-------- Record excerpts --------

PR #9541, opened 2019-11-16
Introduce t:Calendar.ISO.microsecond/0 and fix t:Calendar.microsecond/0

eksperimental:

--------
-------- Record excerpts --------

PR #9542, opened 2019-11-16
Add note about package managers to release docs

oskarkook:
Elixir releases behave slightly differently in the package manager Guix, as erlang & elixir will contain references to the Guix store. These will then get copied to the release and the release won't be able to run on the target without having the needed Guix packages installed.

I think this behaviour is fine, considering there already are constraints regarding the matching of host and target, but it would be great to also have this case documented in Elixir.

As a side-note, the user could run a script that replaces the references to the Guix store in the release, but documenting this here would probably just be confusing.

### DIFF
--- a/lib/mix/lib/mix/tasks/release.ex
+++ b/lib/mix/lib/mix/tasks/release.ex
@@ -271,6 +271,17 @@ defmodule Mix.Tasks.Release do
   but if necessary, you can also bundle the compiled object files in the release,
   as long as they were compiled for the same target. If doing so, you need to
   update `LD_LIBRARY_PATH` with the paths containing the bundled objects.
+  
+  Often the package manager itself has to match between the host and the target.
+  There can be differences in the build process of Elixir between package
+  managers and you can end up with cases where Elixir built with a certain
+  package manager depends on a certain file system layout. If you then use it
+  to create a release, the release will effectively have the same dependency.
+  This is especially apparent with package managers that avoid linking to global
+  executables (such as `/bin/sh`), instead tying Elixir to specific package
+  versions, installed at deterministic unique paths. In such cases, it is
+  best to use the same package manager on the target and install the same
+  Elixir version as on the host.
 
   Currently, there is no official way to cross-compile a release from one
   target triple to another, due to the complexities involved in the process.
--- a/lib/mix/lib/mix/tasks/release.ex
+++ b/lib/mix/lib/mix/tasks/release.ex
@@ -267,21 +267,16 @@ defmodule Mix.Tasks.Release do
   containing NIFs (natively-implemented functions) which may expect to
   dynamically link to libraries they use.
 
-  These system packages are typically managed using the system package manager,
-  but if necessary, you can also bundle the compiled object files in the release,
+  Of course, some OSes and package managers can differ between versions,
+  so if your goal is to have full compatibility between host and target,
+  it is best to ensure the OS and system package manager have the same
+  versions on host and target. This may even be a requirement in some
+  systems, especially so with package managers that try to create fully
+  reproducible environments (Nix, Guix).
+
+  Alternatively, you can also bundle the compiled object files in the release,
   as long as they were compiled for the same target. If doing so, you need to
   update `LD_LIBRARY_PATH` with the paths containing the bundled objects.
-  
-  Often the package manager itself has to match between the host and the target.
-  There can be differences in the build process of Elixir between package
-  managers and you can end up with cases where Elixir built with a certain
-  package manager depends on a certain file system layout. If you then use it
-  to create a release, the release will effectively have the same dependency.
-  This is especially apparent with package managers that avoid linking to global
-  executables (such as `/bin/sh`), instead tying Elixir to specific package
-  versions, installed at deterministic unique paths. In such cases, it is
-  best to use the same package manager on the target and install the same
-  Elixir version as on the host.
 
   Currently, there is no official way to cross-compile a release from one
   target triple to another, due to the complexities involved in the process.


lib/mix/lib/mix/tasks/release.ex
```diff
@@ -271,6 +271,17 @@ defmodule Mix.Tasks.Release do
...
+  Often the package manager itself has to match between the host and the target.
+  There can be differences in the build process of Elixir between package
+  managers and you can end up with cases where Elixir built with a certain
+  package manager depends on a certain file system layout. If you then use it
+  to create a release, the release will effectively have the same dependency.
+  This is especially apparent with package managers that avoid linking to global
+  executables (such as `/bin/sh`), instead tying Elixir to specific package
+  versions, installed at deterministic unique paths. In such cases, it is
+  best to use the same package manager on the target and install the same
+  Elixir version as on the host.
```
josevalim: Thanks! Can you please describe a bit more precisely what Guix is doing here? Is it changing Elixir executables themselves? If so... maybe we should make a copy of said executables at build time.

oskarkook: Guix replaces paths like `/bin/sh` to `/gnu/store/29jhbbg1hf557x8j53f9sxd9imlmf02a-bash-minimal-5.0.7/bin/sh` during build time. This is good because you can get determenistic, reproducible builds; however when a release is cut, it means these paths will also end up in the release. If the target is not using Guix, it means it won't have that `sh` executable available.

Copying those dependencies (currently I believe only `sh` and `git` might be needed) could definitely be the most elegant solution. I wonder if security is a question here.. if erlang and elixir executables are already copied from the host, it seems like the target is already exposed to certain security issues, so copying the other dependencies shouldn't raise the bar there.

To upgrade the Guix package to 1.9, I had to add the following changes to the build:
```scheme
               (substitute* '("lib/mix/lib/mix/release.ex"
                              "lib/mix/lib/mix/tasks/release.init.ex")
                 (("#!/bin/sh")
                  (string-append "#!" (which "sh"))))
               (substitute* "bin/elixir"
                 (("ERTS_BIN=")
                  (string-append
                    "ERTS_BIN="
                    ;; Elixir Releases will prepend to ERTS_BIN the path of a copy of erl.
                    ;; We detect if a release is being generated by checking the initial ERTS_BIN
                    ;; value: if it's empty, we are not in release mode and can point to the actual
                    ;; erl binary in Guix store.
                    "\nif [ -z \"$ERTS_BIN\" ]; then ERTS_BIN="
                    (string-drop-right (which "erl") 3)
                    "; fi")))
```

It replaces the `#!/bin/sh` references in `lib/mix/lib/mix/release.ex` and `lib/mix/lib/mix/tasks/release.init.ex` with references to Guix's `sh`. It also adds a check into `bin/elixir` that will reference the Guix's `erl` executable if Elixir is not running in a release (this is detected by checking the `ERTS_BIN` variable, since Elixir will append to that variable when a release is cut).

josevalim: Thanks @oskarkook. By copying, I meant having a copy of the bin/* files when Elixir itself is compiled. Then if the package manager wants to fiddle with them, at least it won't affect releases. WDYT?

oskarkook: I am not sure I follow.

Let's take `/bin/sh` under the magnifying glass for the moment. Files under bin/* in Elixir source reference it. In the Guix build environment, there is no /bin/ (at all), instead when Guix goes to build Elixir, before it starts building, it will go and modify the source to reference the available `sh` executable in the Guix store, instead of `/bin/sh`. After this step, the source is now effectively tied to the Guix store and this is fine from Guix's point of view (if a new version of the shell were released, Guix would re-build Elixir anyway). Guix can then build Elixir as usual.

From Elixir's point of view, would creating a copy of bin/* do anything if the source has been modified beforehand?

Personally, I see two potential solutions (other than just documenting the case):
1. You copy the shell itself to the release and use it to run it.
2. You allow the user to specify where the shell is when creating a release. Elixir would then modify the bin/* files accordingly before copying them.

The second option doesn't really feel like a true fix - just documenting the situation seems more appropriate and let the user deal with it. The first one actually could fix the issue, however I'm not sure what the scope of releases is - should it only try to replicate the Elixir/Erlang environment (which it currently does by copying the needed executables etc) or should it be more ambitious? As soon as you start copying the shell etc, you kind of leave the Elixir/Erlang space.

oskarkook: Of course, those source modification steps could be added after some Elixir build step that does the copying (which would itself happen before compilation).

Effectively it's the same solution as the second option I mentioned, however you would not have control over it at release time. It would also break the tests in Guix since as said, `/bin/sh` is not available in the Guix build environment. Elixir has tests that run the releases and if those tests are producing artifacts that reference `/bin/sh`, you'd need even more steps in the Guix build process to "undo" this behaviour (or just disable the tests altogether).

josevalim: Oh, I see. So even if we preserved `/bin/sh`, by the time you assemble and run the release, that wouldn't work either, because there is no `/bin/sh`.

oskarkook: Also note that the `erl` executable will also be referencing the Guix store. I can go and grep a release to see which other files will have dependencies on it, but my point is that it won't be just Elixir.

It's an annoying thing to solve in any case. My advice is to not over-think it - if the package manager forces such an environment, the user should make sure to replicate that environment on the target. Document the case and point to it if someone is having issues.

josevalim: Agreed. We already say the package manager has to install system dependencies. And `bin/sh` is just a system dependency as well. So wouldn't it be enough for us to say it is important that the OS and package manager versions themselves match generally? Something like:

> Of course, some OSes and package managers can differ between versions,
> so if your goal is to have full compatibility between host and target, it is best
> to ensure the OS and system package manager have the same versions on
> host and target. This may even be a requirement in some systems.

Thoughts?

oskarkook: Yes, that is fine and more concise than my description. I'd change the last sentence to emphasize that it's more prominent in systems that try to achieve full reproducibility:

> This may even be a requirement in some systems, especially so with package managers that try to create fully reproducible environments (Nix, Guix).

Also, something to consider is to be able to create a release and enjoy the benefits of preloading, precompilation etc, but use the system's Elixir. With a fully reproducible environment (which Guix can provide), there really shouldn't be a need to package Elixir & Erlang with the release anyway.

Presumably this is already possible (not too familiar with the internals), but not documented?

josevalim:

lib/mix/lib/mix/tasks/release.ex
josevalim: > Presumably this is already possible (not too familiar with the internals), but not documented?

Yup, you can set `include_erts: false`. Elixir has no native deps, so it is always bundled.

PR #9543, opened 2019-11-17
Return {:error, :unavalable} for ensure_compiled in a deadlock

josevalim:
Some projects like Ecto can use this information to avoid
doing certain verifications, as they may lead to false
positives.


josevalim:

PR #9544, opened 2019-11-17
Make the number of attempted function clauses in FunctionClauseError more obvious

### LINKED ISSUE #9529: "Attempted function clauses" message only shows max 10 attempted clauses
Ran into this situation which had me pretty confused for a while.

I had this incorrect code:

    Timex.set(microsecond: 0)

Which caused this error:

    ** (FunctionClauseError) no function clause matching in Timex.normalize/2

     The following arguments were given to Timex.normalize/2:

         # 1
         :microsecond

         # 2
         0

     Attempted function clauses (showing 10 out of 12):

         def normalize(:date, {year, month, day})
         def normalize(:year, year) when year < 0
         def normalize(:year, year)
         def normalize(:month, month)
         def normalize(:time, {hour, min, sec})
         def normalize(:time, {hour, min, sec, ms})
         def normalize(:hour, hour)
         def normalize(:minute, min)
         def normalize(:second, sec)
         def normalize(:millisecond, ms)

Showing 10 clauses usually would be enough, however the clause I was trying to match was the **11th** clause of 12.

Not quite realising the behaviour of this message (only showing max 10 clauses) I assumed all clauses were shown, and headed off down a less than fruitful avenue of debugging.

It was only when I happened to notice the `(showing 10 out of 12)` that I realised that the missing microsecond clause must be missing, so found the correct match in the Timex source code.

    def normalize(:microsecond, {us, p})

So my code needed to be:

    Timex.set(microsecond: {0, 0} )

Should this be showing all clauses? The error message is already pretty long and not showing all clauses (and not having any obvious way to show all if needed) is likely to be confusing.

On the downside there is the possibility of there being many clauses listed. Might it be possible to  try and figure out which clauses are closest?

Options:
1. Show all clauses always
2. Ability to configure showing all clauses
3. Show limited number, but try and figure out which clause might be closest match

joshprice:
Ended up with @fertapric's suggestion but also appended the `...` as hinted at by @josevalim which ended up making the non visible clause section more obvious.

--------
-------- Record excerpts --------

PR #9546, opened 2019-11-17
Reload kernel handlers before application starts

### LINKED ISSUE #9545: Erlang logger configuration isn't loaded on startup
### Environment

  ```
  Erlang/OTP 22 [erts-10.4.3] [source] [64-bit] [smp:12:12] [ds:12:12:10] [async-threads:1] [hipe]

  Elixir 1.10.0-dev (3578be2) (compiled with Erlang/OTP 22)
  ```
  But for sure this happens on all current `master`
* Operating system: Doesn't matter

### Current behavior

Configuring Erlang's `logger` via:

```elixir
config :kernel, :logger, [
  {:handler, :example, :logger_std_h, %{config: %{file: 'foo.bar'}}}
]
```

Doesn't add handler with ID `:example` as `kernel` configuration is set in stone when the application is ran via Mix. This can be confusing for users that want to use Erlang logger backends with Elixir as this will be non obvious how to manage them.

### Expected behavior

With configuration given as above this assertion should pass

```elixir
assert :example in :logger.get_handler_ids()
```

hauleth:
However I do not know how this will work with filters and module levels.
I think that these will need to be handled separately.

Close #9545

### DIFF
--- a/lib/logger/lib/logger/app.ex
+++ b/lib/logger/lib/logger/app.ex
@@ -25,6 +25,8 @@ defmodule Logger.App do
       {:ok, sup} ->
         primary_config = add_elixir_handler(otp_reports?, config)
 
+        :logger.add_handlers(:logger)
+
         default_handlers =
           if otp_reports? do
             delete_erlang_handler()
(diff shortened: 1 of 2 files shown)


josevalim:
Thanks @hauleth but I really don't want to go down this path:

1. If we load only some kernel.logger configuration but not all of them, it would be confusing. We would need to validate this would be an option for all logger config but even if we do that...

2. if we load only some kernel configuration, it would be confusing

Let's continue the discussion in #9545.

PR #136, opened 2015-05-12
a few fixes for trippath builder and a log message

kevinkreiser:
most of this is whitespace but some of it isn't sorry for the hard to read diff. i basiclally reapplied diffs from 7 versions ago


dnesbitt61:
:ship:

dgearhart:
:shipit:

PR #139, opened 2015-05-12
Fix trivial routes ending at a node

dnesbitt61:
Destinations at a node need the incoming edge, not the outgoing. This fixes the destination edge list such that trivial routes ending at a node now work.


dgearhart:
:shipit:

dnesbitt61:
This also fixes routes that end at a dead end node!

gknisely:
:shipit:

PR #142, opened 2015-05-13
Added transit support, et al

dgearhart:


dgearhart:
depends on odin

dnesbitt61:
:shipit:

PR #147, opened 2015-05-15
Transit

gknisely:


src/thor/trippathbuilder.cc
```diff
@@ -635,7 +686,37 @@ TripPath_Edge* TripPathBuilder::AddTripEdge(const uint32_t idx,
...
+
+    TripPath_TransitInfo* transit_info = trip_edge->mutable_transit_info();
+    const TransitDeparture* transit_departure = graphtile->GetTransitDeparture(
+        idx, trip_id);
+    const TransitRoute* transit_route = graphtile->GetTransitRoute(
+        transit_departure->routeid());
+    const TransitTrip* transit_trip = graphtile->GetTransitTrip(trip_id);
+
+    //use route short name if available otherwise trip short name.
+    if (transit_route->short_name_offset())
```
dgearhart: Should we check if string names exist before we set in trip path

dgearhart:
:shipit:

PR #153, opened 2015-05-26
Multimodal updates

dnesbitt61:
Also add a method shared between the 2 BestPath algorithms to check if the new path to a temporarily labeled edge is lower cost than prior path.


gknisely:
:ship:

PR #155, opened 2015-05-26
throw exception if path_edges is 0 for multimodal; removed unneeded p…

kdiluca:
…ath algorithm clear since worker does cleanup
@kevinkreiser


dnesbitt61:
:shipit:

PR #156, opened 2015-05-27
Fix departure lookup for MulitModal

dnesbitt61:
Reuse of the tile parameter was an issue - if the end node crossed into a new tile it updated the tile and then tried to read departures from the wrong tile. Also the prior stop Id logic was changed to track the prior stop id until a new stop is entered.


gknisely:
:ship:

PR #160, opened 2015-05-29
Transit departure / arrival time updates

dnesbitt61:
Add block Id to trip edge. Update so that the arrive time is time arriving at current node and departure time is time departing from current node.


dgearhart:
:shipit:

--------

Filter the listing by the string "checking"; copy each matching line.

                    ;; We detect if a release is being generated by checking the initial ERTS_BIN
It replaces the `#!/bin/sh` references in `lib/mix/lib/mix/release.ex` and `lib/mix/lib/mix/tasks/release.init.ex` with references to Guix's `sh`. It also adds a check into `bin/elixir` that will reference the Guix's `erl` executable if Elixir is not running in a release (this is detected by checking the `ERTS_BIN` variable, since Elixir will append to that variable when a release is cut).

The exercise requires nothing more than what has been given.